4. Maximize your savings. Conventional wisdom has said that people a few years from retirement should move money out of stocks and into something safe, such as bonds. These days, with interest rates averaging less than 4 percent, this advice seems too conservative, increasing the likelihood that you'll run out of money. So for many savers, that means making a new plan. Jeff Gage, a Washington, D.C.-based financial adviser and president of FCA Rochdale, urges his clients to create a spending plan that calculates not only what they will need to live, but also what the potential tax bite is likely to be along the way. "Just changing one variable can make a dramatic difference over 30 years of retirement," Gage says.

Calculating the tax bite may require sophisticated advice, but a good place to start is by dividing your savings into three pots: money on which the taxes have been paid, money on which only capital gains will be due, and money on which ordinary income taxes will be owed. Gage says breaking down your savings in this way makes it easier to decide a number of things, including whether paying taxes now and moving money into a Roth IRA makes sense.

5. Roth or regular? Roth IRAs, and the new Roth 401(k)s, which are now available from some employers, are funded with after-tax dollars, but they grow tax-free. They also don't require minimum distributions at age 70½. Tax laws let you pay the taxes owed at your current tax rate and convert the assets in a regular IRA to a Roth IRA in a process called a Roth conversion. Generally, converting to a Roth is a good idea if you anticipate that your income won't fall much after you retire.

Until now, many people couldn't have Roth IRAs because of their strict income limits, but Roth 401(k)s allow high earners to escape that limitation. "This can be a huge advantage," says Michael Hatlee, manager of retirement services with the Chemung Canal Trust Co., in Elmira, N.Y.

In 2007, all workers over 50 whose companies offer the plan will be entitled to contribute up to $20,500 to a Roth Roth 401(k). Roth 401(k)s also will be available to self-employed individuals. Plenty of financial Web sites help you determine whether a Roth makes sense for you, including one at dinkytown.net.

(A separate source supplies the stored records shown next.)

PR #421, opened 2023-09-27
Use new `Session.from_id()` method in qiskit-ibm-runtime

garrison:
This removes the places where we modify the private member `session._session_id`, which is possible now that https://github.com/Qiskit/qiskit-ibm-runtime/pull/1101/ has been merged.  We'll have to wait for it to be included in a release (and at that time bump the required qiskit-ibm-runtime version number), hence the "on hold" label.


garrison:
We should also test it in a notebook before merging, since these lines are not picked up by CI.

PR #423, opened 2023-09-29
Remove upper version bound on scipy

garrison:
https://github.com/pyscf/pyscf/issues/1783 has now been resolved in a pyscf release, so we no longer have a restriction on scipy.


caleb-johnson (approved):
woohoo!

PR #425, opened 2023-09-29
Use parameterless gates where possible

garrison:
Now that Qiskit [supports singleton gates](https://github.com/Qiskit/qiskit/pull/10314) for non-controlled, parameterless gates, we might as well use parameterless gates in each place possible to take advantage of this.


caleb-johnson (approved):
Nice LGTM 👍

Issue #422, opened 2023-09-27
subexperiments associated with the identity Pauli observable should not be passed to Sampler


caleb-johnson:
We do not need to run circuits associated with the Identity observable, as the measurement readout is trivial.

Now, the cutting workflow in the tutorials will fail ungracefully when the subexperiments associated with the I observable are passed to the Sampler, as they do not contain any end-of-circuit measurements. Passing these circuits results in:

```
ValueError: The 0-th circuit does not have any classical bit. Sampler requires classical bits, plus measurements on the desired qubits.
```

How do we handle this? Do we only return subexperiments which need actual measurement?

garrison:
The way a user can hack around it without requiring any changes to CKT is to add a Pauli Z observable somewhere in the subsystem that is currently throwing an error with all identities.

But even better would be not to run these experiments at all.  I've had this in mind as one of the special cases at https://github.com/Qiskit-Extensions/circuit-knitting-toolbox/issues/262, but it looks like I failed to ever explicitly mention this there.  I _did_ mention it at https://github.com/Qiskit-Extensions/circuit-knitting-toolbox/pull/378#discussion_r1309157716, and I think the follow up at #387 is relevant to fixing this.

I will also think if there's something we can do that doesn't involve breaking interfaces, which #387 would, technically.  We could always write a helper function that elides calling the Sampler if there are no measurements, but then we're back to where we started: hiding the Sampler from the user.  Alternatively, perhaps the sampler could be modified to have a flag that elides execution (rather than errors) if there are no measurements, but it would take time to get that integrated into all the Sampler implementations.

garrison:
> The way a user can hack around it without requiring any changes to CKT is to add a Pauli Z observable somewhere in the subsystem that is currently throwing an error with all identities.

Actually, automating this hack is probably the best way for us to "quick fix" this, too.  We can modify `generate_cutting_experiments` to always have at least one measurement in each circuit, and this can be done in 0.4.1, without breaking anything.

The "better" fix is going to be to skip the circuit evaluation altogether, which will probably involve tweaking an interface and is related to the issues I linked above.

PR #426, opened 2023-09-29
Provide a workaround to #422, Sampler failing when no measurements

garrison:
Temporary workaround to #422.

Needs
- [x] a test


IbrahimShehzad:
I added a test, @garrison, in `test_cutting_roundtrip.py`, called `test_sampler_fail`.

circuit_knitting/cutting/cutting_experiments.py
```diff
@@ -276,14 +276,21 @@ def _append_measurement_circuit(
     if not inplace:
         qc = qc.copy()
 
+    # If the circuit has no measurements, the Sampler will fail.  So, we
+    # measure one qubit as a temporary workaround to
+    # https://github.com/Qiskit-Extensions/circuit-knitting-toolbox/issues/422
+    pauli_indices = cog.pauli_indices
+    if not pauli_indices:
```
caleb-johnson, line 283: What can `pauli_indices` be here? Should we just explicitly state what we expect? (e.g. `if pauli_indices == []`)

Or we could just assert `pauli_indices == []` inside the if?

caleb-johnson (commented):
Will these circuits with 1 measurement be ignored during reconstruction, since they don't actually have non-trivial observables associated with them?

circuit_knitting/cutting/cutting_experiments.py
garrison: > What can pauli_indices be here? Should we just explicitly state what we expect? (e.g. if pauli_indices == [])

It's a sequence of ints.  It contains the qubit indices that need to be measured.

The choice of style here is influenced by [PEP 8](https://peps.python.org/pep-0008/):

> For sequences, (strings, lists, tuples), use the fact that empty sequences are false:
> ```python
> # Correct:
> if not seq:
> if seq:
> ```
> ```python
> # Wrong:
> if len(seq):
> if not len(seq):
> ```
The "nice" thing about doing it this way is it doesn't matter what type the sequence is.  For instance, if it were to be a tuple of indices, then it will still behave correctly with the current code, but it would not if we were to compare with `[]` because `() != []`.

garrison:
>Will these circuits with 1 measurement be ignored during reconstruction, since they don't actually have non-trivial observables associated with them?

Yes

circuit_knitting/cutting/cutting_experiments.py
caleb-johnson: nice, thanks for explanation

caleb-johnson (approved):
LGTM 👍 

Thanks @IbrahimShehzad and @garrison !

circuit_knitting/cutting/cutting_experiments.py
IbrahimShehzad: Wow, this is more profound than I thought. Love it!

garrison:
I am leaning toward waiting first until #434 is merged and then updating this branch accordingly.

test/cutting/test_cutting_roundtrip.py
```diff
@@ -179,3 +180,28 @@ def test_cutting_exact_reconstruction(example_circuit):
     logger.info("Max error: %f", np.max(np.abs(exact_expvals - simulated_expvals)))
 
     assert np.allclose(exact_expvals, simulated_expvals, atol=1e-8)
+
+
+def test_sampler_fail(example_circuit):
+    """This test checks if the sampler throws an error if you pass it a subscircuit with no measurements. Tests temporary workaround to Issue #422.
```
garrison, line 186:
```suggestion
def test_sampler_with_identity_subobservable(example_circuit):
    """This test ensures that the sampler does not throw an error if you pass it a subcircuit with no observable measurements.
    
    Tests temporary workaround to Issue #422.
```

I think this wording is more clear, as it focuses more on what is supposed to happen rather than the _incorrect_ behavior.

test/cutting/test_cutting_roundtrip.py
```diff
@@ -179,3 +180,28 @@ def test_cutting_exact_reconstruction(example_circuit):
...
+
+    This test passes if no exceptions are raised.
+
+    """
+
+    qc = example_circuit
+    observable_to_test = PauliList(
+        ["IIZ"]
+    )  # Without the workaround to Issue #422, this throws a Sampler error.
```
garrison, line 195:
```suggestion
    )  # Without the workaround to Issue #422, this observable causes a Sampler error.
```
(because the error does not get thrown on _this_ line)

Ibrahim-Shehzad (commented):
Everything now looks good to me. Thanks.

6. How much will it take? Look hard at your budget and calculate how much you're likely to spend after you're no longer working full time. Bankrate's budgeting calculator can help you figure out your future expenses. Don't forget to add in extra health costs. In 2005, the average 65-year-old spent $4,193 annually on health care, according to the Bureau of Labor Statistics.

7. Take complete inventory. Compute the total amount that you're likely to have to fund your retirement. With the time so close, it's not just a wild guess anymore. There are some calculators that will help you do this, including Bankrate.com's 401(k) retirement savings calculator. It not only estimates savings and Social Security, it also allows you to factor into your plan one-time windfalls such as inheritances and lump-sum pension distributions. And you can calculate how much working at a part-time job will extend your retirement savings. If these calculators don't do the job, talk to your employer. Some employers have access to extremely sophisticated planning tools, so ask your personnel department if you can use one.